More on peak Xi

Politics & Current Affairs

A week ago in this newsletter, I wondered if a critical essay about Xi Jinping that was circulated widely marked peak Xi, or the zenith of the Xi Jinping cult. It appears I am not the only one:

  • “We may have reached peak Xi Jinping,” says author Richard McGregor to Bloomberg TV. His view is similar to mine: There’s no open rebellion against Xi nor is his power under any immediate threat, but we are seeing “the start of people beginning to articulate a pushback against Xi.” (You can listen to a Sinica Podcast with McGregor here.)
  • “Five months ago, when the Communist Party of China freed President Xi Jinping from term limits, the conventional wisdom was that his dominance within the Chinese party-state was so strong that his authority could not possibly come under attack. How things have changed.” That’s how Minxin Pei sees it, in an essay titled China’s summer of discontent.
  • “With a slowing economy, continuous health scares and tanking stock market, is Xi’s power in China starting to wane?” That’s a question Bloomberg TV asks and tries to answer. 
  • “‘It’s the hardest time for Xi since he assumed power,’ said Zhang Lifan 章立凡, a Beijing-based historian and prominent critic of the Chinese Communist party,” according to Tom Mitchell of the Financial Times (porous paywall).
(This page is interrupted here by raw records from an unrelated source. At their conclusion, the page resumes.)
Issue #7420, opened 2023-09-12
[TTS] Global Style Tokens implementation in FastPitch doesn't follow the original paper


anferico:
**Describe the bug**

The implementation of Global Style Tokens (GSTs) in FastPitch introduced in #6417 does not follow the prescription of the original [paper](https://arxiv.org/abs/1803.09017). In particular, the difference lies in the choice of the reference audio for a given training/validation sample `<text, ground_truth_audio>`:
- In the original paper, it is recommended to use the ground-truth audio as the reference audio
- In the NeMo implementation, the reference audio is chosen at random among audio samples from the same speaker

I discovered this after training a FastPitch model with GSTs and observing that the choice of the reference audio at inference time would have virtually no impact at all. More precisely, given a text T and **n** _different_ reference audios R_1, ..., R_n, passing <T, R_i> for any i in [1, n] would result in almost the exact same audio A. I say "almost" because the files appeared different when compared using `diff`, but they had the _exact same length_ and they sounded _exactly the same_ to the ear.

So what I did was to modify the [code](https://github.com/NVIDIA/NeMo/blob/v1.20.0/nemo/collections/tts/data/dataset.py#L704) that's responsible for selecting the reference audio in `nemo.collections.tts.data.dataset.TTSDataset.__getitem__`, effectively changing this:
`reference_audio = self.featurizer.process(self.data[reference_index]["audio_filepath"], ...)`
to this:
`reference_audio = self.featurizer.process(sample["audio_filepath"], ...)`

which is exactly what the GST paper prescribes. In this case, I observed that the choice of the reference audio at inference time _did_ make a difference, however small (although this is probably due to the fact that the training set I used was not very varied in terms of speaking styles).

My intuition is that if an audio A1 is used to compute the style embedding that is then used to condition the generation of the Mel spectrogram for another audio A2, the model will learn to ignore that style embedding because the information that can be extracted from A1 is useless to generate the spectrogram for A2. You could argue that this isn't quite true because A1 and A2 come from the same speaker, hence you could extract speaker information from A1 to generate the spectrogram for A2, but FastPitch already contains a SpeakerLookup module that takes care of encoding speaker information.

**Steps/Code to reproduce bug**

1. Train a FastPitch model using GSTs, for example using the following configuration file: `examples/tts/conf/fastpitch_align_44100_adapter.yaml`
2. Perform multiple inference steps where the input text is always the same, but the reference audio is different
[...]

PR #7777, opened 2023-10-22
[TTS] Fix Global Style Tokens (GSTs) implementation in FastPitch

anferico:
# What does this PR do ?

1. Fix bug in `nemo.collections.tts.modules.submodules.ConditionalInput.forward()`
2. Fix implementation of Global Style Tokens in FastPitch

**Collection**: TTS

# Changelog 
- When using `ConditionalInput` in `"concat"` mode, concatenate `inputs` and `conditioning` along the _feature_ dimension, not the _batch_ dimension as before
  - Despite the misleading docstring in `ConditionalInput.forward()` (corrected in this PR), `inputs` and `conditioning` have shapes `B x T x H` and `B x T x C`, respectively (to be even more precise, `conditioning` has shape `B x 1 x C` _before_ the call to `conditioning.repeat()` and `B x T x C` _after_). Consequently, concatenating the two along the batch dimension has 2 problems:
    - If `H != C`, the concatenation will fail
    - If `H == C`, the concatenation results in a `2B x T x C` tensor
       - This causes an error downstream when calling `self.concat_proj()`, which is defined as:
`self.concat_proj = torch.nn.Linear(hidden_dim + condition_dim, hidden_dim)`
       - `self.concat_proj` is meant to map `B x T x (H+C)` tensors to `B x T x H` tensors, so passing a `2B x T x (H=C)` tensor to it results in the following error:
`RuntimeError: mat1 and mat2 shapes cannot be multiplied ((2B*T)x(H=C) and (H+C)xH)` (the actual error message contains constant values, but here I have extracted variables to make my point clearer)
  - **Solution**: concatenate along the feature dimension to obtain a `B x T x (H+C)` tensor
- Fix the implementation of GSTs in FastPitch, specifically regarding the selection of the _reference audio_ for a given training example
  - The current NeMo implementation selects the reference audio for a given training example as a random example from the same speaker. Note that this also forces the user to add `speaker_id` to `sup_data_types` even when they don't want to use speaker embeddings
  - However, the [GSTs paper](https://arxiv.org/abs/1803.09017) clearly states that:
    > During training, the reference signal is ground-truth audio.
  - While this is enough reason to justify amending the current NeMo implementation, I have expressed my thoughts on what selecting the reference audio at random may lead to in [this issue](https://github.com/NVIDIA/NeMo/issues/7420) I opened over a month ago (which went totally unnoticed)

**Pre checks**:
  
**PR Type**:
- [ ] New Feature
- [x] Bugfix
- [ ] Documentation

## Who can review?
@blisc, @okuchaiev 

# Additional Information
* Related to #7420
* I have run tests, but some failed or errored out. None of the failed tests makes use of my changes though. See [test_short_summary.txt](https://github.com/NVIDIA/NeMo/files/13063436/test_short_summary.txt) for further details

### DIFF
--- a/nemo/collections/tts/data/dataset.py
+++ b/nemo/collections/tts/data/dataset.py
@@ -485,11 +485,7 @@ class TTSDataset(Dataset):
         pass
 
     def add_reference_audio(self, **kwargs):
-        assert SpeakerID in self.sup_data_types, "Please add speaker_id in sup_data_types."
-        """Add a mapping for each speaker to their manifest indexes"""
-        self.speaker_to_index_map = defaultdict(set)
-        for i, d in enumerate(self.data):
-            self.speaker_to_index_map[d['speaker_id']].add(i)
+        pass
 
     def get_spec(self, audio):
         with torch.cuda.amp.autocast(enabled=False):
@@ -529,12 +525,6 @@ class TTSDataset(Dataset):
                     [wav, torch.zeros(self.pad_multiple - wav.shape[0] % self.pad_multiple, dtype=torch.float)]
                 )
         return wav
-
-    # Random sample a reference index from the same speaker
-    def sample_reference_index(self, speaker_id):
-        reference_pool = self.speaker_to_index_map[speaker_id]
-        reference_index = random.sample(reference_pool, 1)[0]
-        return reference_index
 
     def __getitem__(self, index):
         sample = self.data[index]
@@ -699,9 +689,8 @@ class TTSDataset(Dataset):
 
         reference_audio, reference_audio_length = None, None
         if ReferenceAudio in self.sup_data_types_set:
-            reference_index = self.sample_reference_index(sample["speaker_id"])
             reference_audio = self.featurizer.process(
-                self.data[reference_index]["audio_filepath"],
+                sample["audio_filepath"],
                 trim=self.trim,
                 trim_ref=self.trim_ref,
                 trim_top_db=self.trim_top_db,
--- a/nemo/collections/tts/modules/submodules.py
+++ b/nemo/collections/tts/modules/submodules.py
@@ -493,7 +493,7 @@ class ConditionalInput(torch.nn.Module):
     def forward(self, inputs, conditioning=None):
         """
         Args:
-            inputs (torch.tensor): B x T x C tensor.
+            inputs (torch.tensor): B x T x H tensor.
             conditioning (torch.tensor): B x 1 x C conditioning embedding.
         """
         if len(self.condition_types) > 0:
--- a/nemo/collections/tts/modules/submodules.py
+++ b/nemo/collections/tts/modules/submodules.py
@@ -510,7 +510,7 @@ class ConditionalInput(torch.nn.Module):
 
             if "concat" in self.condition_types:
                 conditioning = conditioning.repeat(1, inputs.shape[1], 1)
-                inputs = torch.cat([inputs, conditioning])
+                inputs = torch.cat([inputs, conditioning], dim=-1)
                 inputs = self.concat_proj(inputs)
 
         return inputs


hsiehjackson:
Thanks for the contributions! Great catch for the "concat" mode bug. I have some questions regarding the selection of reference audio. If possible, I would prefer this PR only including the fix of concat bug unless you provide more reasons or results we should use ground-truth audios for reference audios. 

> Fix the implementation of GSTs in FastPitch, specifically regarding the selection of the reference audio for a given training example

If people plan to use GSTs in FastPitch, then we think they suppose to use a multi-speaker dataset with speaker id for each sample. With speaker id, we can choose the utterances from the same speaker as reference audio to make sure that model can only obtain speaker information and prevent copying other speech information from ground-truth audio.

> While this is enough reason to justify amending the current NeMo implementation, I have expressed my thoughts on what selecting the reference audio at random may lead to in https://github.com/NVIDIA/NeMo/issues/7420 I opened over a month ago (which went totally unnoticed)

In our experiments, if we use both SpeakerLookup module and GSTs, then model will almost ignore SpeakerLookup module. These two have different scenarios. If people want to use learned speakers for inference, then SpeakerLookup module is a good choice. If people want to use new speakers for inference, then GSTs is a better choice since we learn how to extract speaker information from reference audios.

rlangman:
Thanks for the PR!

The GST implementation here is not the one everyone is familiar with which is intended to capture speaking style information. Rather it is based off a few lesser known papers later that try to use the same system to extract speaker embeddings from the reference spectrogram (to get speaker information, not speaking style information). The purpose of these alternate methods is to train a speaker embedding extractor that makes it easier to fine-tune on new speakers with very little data.

It would be nice to support the original GST though. Instead of requiring one or the other, I suggest adding a configuration which lets user decide whether they want the reference to be from the ground truth, or a random other utterance from the same speaker.

anferico:
@hsiehjackson 
> Thanks for the contributions! Great catch for the "concat" mode bug. I have some questions regarding the selection of reference audio. If possible, I would prefer this PR only including the fix of concat bug unless you provide more reasons or results we should use ground-truth audios for reference audios.

Sure, that sounds fair 👍🏼 I guess I'll close this PR and open two separate ones, one for the concat bug and one for GSTs.
 
> In our experiments, if we use both SpeakerLookup module and GSTs, then model will almost ignore SpeakerLookup module. These two have different scenarios. If people want to use learned speakers for inference, then SpeakerLookup module is a good choice. If people want to use new speakers for inference, then GSTs is a better choice since we learn how to extract speaker information from reference audios.

I found something very similar in my experiments, except it was the style embeddings (and not the speaker embeddings) that were ignored (cf. #7420). 


---
@rlangman 
> The GST implementation here is not the one everyone is familiar with which is intended to capture speaking style information. Rather it is based off a few lesser known papers later that try to use the same system to extract speaker embeddings from the reference spectrogram (to get speaker information, not speaking style information). The purpose of these alternate methods is to train a speaker embedding extractor that makes it easier to fine-tune on new speakers with very little data.

That's quite interesting, would you mind linking some of those papers?
By the way, I feel like this implementation choice wasn't documented properly in NeMo. Given that the speaker IDs are required anyway by the GST module for the selection of reference audios, users would think that it makes sense to use both the speaker lookup _and_ the GST modules, however as I pointed out in #7420 that can lead the model to learn to ignore style embeddings altogether, which completely defeats the purpose of having a GST module.
If your suggestion, assuming I understood correctly, is to use the GST module alone _without_ the speaker lookup module, I think it should be made very clear to the end user.

> It would be nice to support the original GST though. Instead of requiring one or the other, I suggest adding a configuration which lets user decide whether they want the reference to be from the ground truth, or a random other utterance from the same speaker.

That's a very good point, let me do exactly that in the new PR I'll open.

anferico:
@hsiehjackson @rlangman I've opened 2 new PRs: #7785 and #7788. Let's continue the discussion there, and please feel free to close this PR.

rlangman:
> That's quite interesting, would you mind linking some of those papers?

The FastPitch setup is: https://arxiv.org/abs/2211.00585

The idea to use GST system for speaker embeddings is originally from: https://www1.se.cuhk.edu.hk/~hccl/publications/pub/201909_INTERSPEECH_HuiLU.pdf

PR #7785, opened 2023-10-23
ConditionalInput: cat along the feature dim, not the batch dim

anferico:
# What does this PR do ?

Fix bug in `nemo.collections.tts.modules.submodules.ConditionalInput.forward()`: concatenate `inputs` and `conditioning` along the _feature_ dimension, not the _batch_ dimension.

**Collection**: TTS

# Changelog 
- When using `ConditionalInput` in `"concat"` mode, concatenate `inputs` and `conditioning` along the _feature_ dimension, not the _batch_ dimension as before
  - Despite the misleading docstring in `ConditionalInput.forward()` (corrected in this PR), `inputs` and `conditioning` have shapes `B x T x H` and `B x T x C`, respectively (to be even more precise, `conditioning` has shape `B x 1 x C` _before_ the call to `conditioning.repeat()` and `B x T x C` _after_). Consequently, concatenating the two along the batch dimension has 2 problems:
    - If `H != C`, the concatenation will fail
    - If `H == C`, the concatenation results in a `2B x T x C` tensor
       - This causes an error downstream when calling `self.concat_proj()`, which is defined as:
`self.concat_proj = torch.nn.Linear(hidden_dim + condition_dim, hidden_dim)`
       - `self.concat_proj` is meant to map `B x T x (H+C)` tensors to `B x T x H` tensors, so passing a `2B x T x (H=C)` tensor to it results in the following error:
`RuntimeError: mat1 and mat2 shapes cannot be multiplied ((2B*T)x(H=C) and (H+C)xH)` (the actual error message contains constant values, but here I have extracted variables to make my point clearer)
  - **Solution**: concatenate along the feature dimension to obtain a `B x T x (H+C)` tensor

**Pre checks**:
  
**PR Type**:
- [ ] New Feature
- [x] Bugfix
- [ ] Documentation

## Who can review?
@subhankar-ghosh, @hsiehjackson

# Additional Information
* Related to #7777

### DIFF
--- a/nemo/collections/tts/modules/submodules.py
+++ b/nemo/collections/tts/modules/submodules.py
@@ -493,7 +493,7 @@ class ConditionalInput(torch.nn.Module):
     def forward(self, inputs, conditioning=None):
         """
         Args:
-            inputs (torch.tensor): B x T x C tensor.
+            inputs (torch.tensor): B x T x H tensor.
             conditioning (torch.tensor): B x 1 x C conditioning embedding.
         """
         if len(self.condition_types) > 0:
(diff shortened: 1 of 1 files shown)


hsiehjackson (approved):
LGTM! Thanks for your PR!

Mitchell says there is “a growing chorus of sotto voce criticism that Mr. Xi should not have so casually discarded Deng Xiaoping’s strategy of ‘hiding your strengths and biding your time’ during his first term in office, when he made clear his determination to replace the US as the region’s leading military power.”
  • Xi Jinping’s roommate “from the days when the president was an adolescent toiling in an impoverished village in northwest China has said hype over their former cave home is doing the Chinese leader no good,” according to the South China Morning Post.
  • Four sources “close to the government” told Reuters that the trade war with the U.S. “is causing rifts within China‘s Communist Party, with some critics saying that an overly nationalistic Chinese stance may have hardened the U.S. position.”

The Economist sums up some of the discussion in an article titled How to read summer grumbles about China’s swaggering leader (porous paywall). It concludes: “One Western expert reflecting on this febrile summer wrote an essay asking whether we have reached peak Xi Jinping. Nobody knows. But China may have reached peak boasting.”